## MATERIAL SHOWN
Segment Open

PR #768, opened 2025-06-06
BM-1156: allow configurable number of pricing tasks

austinabell:


crates/boundless-market/src/contracts/bytecode.rs
```diff
@@ -1,7 +1,7 @@
...
...0011b9080820460021481151715613926576130d89260ff9160029161524b9160071c6001600160f81b031690600101614a07565b91906fa2a8918ca85bafe22016d0b997e4df60600160ff1b038411615b31579160209360809260ff5f9560405194855216868401526040830152606082015282805260015afa156122e8575f516001600160a01b03811615615b2757905f905f90565b505f906001905f90565b5050505f9160039190565b90615b605750805115615b5157805190602001fd5b630a12f52160e11b5f5260045ffd5b81511580615b91575b615b71575090565b639996b31560e01b5f9081526001600160a01b0391909116600452602490fd5b50803b15615b6956fe405787fa12a823e0f2b7631cc41b3ba8828b3321ca811111fa75cd3aa3bb5ace2682b2738d8666734f483aa3e081360183bbd5428f40ad104639f5961025142ba16a46d94261c7517cc8ff89f61c0ce93598e3c849801011dee649a6a557d1029016d09d72d40fdae2fd8ceac6b6234c7706214fd39c1cd1e609a0528c199300a16a46d94261c7517cc8ff89f61c0ce93598e3c849801011dee649a6a557d103a16a46d94261c7517cc8ff89f61c0ce93598e3c849801011dee649a6a557d100360894a13ba1a3210667c828492db98dca3e2076cc3735a920a3ca505d382bbcf0c57e16840df040f15088dc2f81fe391c3923bec73e23a9662efc9c229c6a00a16a46d94261c7517cc8ff89f61c0ce93598e3c849801011dee649a6a557d101237e158222e3e6968b72b9db0d8043aacf074ad9f650f0d1606b4d82ee432c00a164736f6c634300081a000a")]
```
capossele, line 4: was this intentional?

crates/broker/src/order_picker.rs
```diff
@@ -704,42 +706,64 @@ where
...
+                tokio::select! {
+                    // This channel is cancellation safe, so it's fine to use in the select!
+                    order = rx.recv() => {
+                        let order = order.ok_or_else(|| {
+                            SupervisorErr::Fault(OrderPickerErr::UnexpectedErr(anyhow::anyhow!(
+                                "Order channel closed unexpectedly"
+                            )))
+                        })?;
+
+                        pending_orders.push_back(order);
```
willpote, line 738: I'd like to be able to understand e2e whats happening with each order with 1 log query, so lets log the order id when its enqueued and dequeued

crates/boundless-market/src/contracts/bytecode.rs
austinabell: no, not sure what is non-deterministic about this build, didn't touch any of the contracts, just this from cargo build

crates/broker/src/order_picker.rs
austinabell: there is a log on price, so added this debug log for this here https://github.com/boundless-xyz/boundless/pull/768/commits/4d29bc96d52dad167f543d81483d7376b96ab7c5

crates/boundless-market/src/contracts/bytecode.rs
nategraf: I've been noticing this. It became non-deterministic, possibly between machines, at some point.

austinabell:
decided to rename to `max_concurrent_order_pricing` to be consistent with `max_concurrent_proofs` and batch size is a bit misleading. Will leave this PR open until a 👍 or some time passes for anyone to suggest a better name or raise concerns

willpote:
> decided to rename to `max_concurrent_order_pricing` to be consistent with `max_concurrent_proofs` and batch size is a bit misleading. Will leave this PR open until a 👍 or some time passes for anyone to suggest a better name or raise concerns

I'd prefer `max_concurrent_preflights` to match the terminology we use in our docs here: https://docs.beboundless.xyz/provers/terminology#preflight

Obv pricing does a bit more than run the preflight, but preflight does feel like the important part

crates/boundless-market/src/contracts/bytecode.rs
capossele: Maybe make sure you are running the same foundry version (1.2.2)

capossele: Actually never mind, as I updated just recently as well, so version should not been the problem here. Maybe it just got desynced during a merge or something

PR #771, opened 2025-06-08
Safe shutdown [wip]

willpote:
- **Safe shutdown part 1**
- **Wait for commited on shutdown**
- **Debug**


austinabell:
going to just make one more change to make pricing tasks cancellation safe and test it

Edit: done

Segment Closed

Give every part of the material again, exactly as written.

PR #768, opened 2025-06-06
BM-1156: allow configurable number of pricing tasks

austinabell:


crates/boundless-market/src/contracts/bytecode.rs
```diff
@@ -1,7 +1,7 @@
...
...0011b9080820460021481151715613926576130d89260ff9160029161524b9160071c6001600160f81b031690600101614a07565b91906fa2a8918ca85bafe22016d0b997e4df60600160ff1b038411615b31579160209360809260ff5f9560405194855216868401526040830152606082015282805260015afa156122e8575f516001600160a01b03811615615b2757905f905f90565b505f906001905f90565b5050505f9160039190565b90615b605750805115615b5157805190602001fd5b630a12f52160e11b5f5260045ffd5b81511580615b91575b615b71575090565b639996b31560e01b5f9081526001600160a01b0391909116600452602490fd5b50803b15615b6956fe405787fa12a823e0f2b7631cc41b3ba8828b3321ca811111fa75cd3aa3bb5ace2682b2738d8666734f483aa3e081360183bbd5428f40ad104639f5961025142ba16a46d94261c7517cc8ff89f61c0ce93598e3c849801011dee649a6a557d1029016d09d72d40fdae2fd8ceac6b6234c7706214fd39c1cd1e609a0528c199300a16a46d94261c7517cc8ff89f61c0ce93598e3c849801011dee649a6a557d103a16a46d94261c7517cc8ff89f61c0ce93598e3c849801011dee649a6a557d100360894a13ba1a3210667c828492db98dca3e2076cc3735a920a3ca505d382bbcf0c57e16840df040f15088dc2f81fe391c3923bec73e23a9662efc9c229c6a00a16a46d94261c7517cc8ff89f61c0ce93598e3c849801011dee649a6a557d101237e158222e3e6968b72b9db0d8043aacf074ad9f650f0d1606b4d82ee432c00a164736f6c634300081a000a")]
```
capossele, line 4: was this intentional?

crates/broker/src/order_picker.rs
```diff
@@ -704,42 +706,64 @@ where
...
+                tokio::select! {
+                    // This channel is cancellation safe, so it's fine to use in the select!
+                    order = rx.recv() => {
+                        let order = order.ok_or_else(|| {
+                            SupervisorErr::Fault(OrderPickerErr::UnexpectedErr(anyhow::anyhow!(
+                                "Order channel closed unexpectedly"
+                            )))
+                        })?;
+
+                        pending_orders.push_back(order);
```
willpote, line 738: I'd like to be able to understand e2e whats happening with each order with 1 log query, so lets log the order id when its enqueued and dequeued

crates/boundless-market/src/contracts/bytecode.rs
austinabell: no, not sure what is non-deterministic about this build, didn't touch any of the contracts, just this from cargo build

crates/broker/src/order_picker.rs
austinabell: there is a log on price, so added this debug log for this here https://github.com/boundless-xyz/boundless/pull/768/commits/4d29bc96d52dad167f543d81483d7376b96ab7c5

crates/boundless-market/src/contracts/bytecode.rs
nategraf: I've been noticing this. It became non-deterministic, possibly between machines, at some point.

austinabell:
decided to rename to `max_concurrent_order_pricing` to be consistent with `max_concurrent_proofs` and batch size is a bit misleading. Will leave this PR open until a 👍 or some time passes for anyone to suggest a better name or raise concerns

willpote:
> decided to rename to `max_concurrent_order_pricing` to be consistent with `max_concurrent_proofs` and batch size is a bit misleading. Will leave this PR open until a 👍 or some time passes for anyone to suggest a better name or raise concerns

I'd prefer `max_concurrent_preflights` to match the terminology we use in our docs here: https://docs.beboundless.xyz/provers/terminology#preflight

Obv pricing does a bit more than run the preflight, but preflight does feel like the important part

crates/boundless-market/src/contracts/bytecode.rs
capossele: Maybe make sure you are running the same foundry version (1.2.2)

capossele: Actually never mind, as I updated just recently as well, so version should not been the problem here. Maybe it just got desynced during a merge or something

PR #771, opened 2025-06-08
Safe shutdown [wip]

willpote:
- **Safe shutdown part 1**
- **Wait for commited on shutdown**
- **Debug**


austinabell:
going to just make one more change to make pricing tasks cancellation safe and test it

Edit: done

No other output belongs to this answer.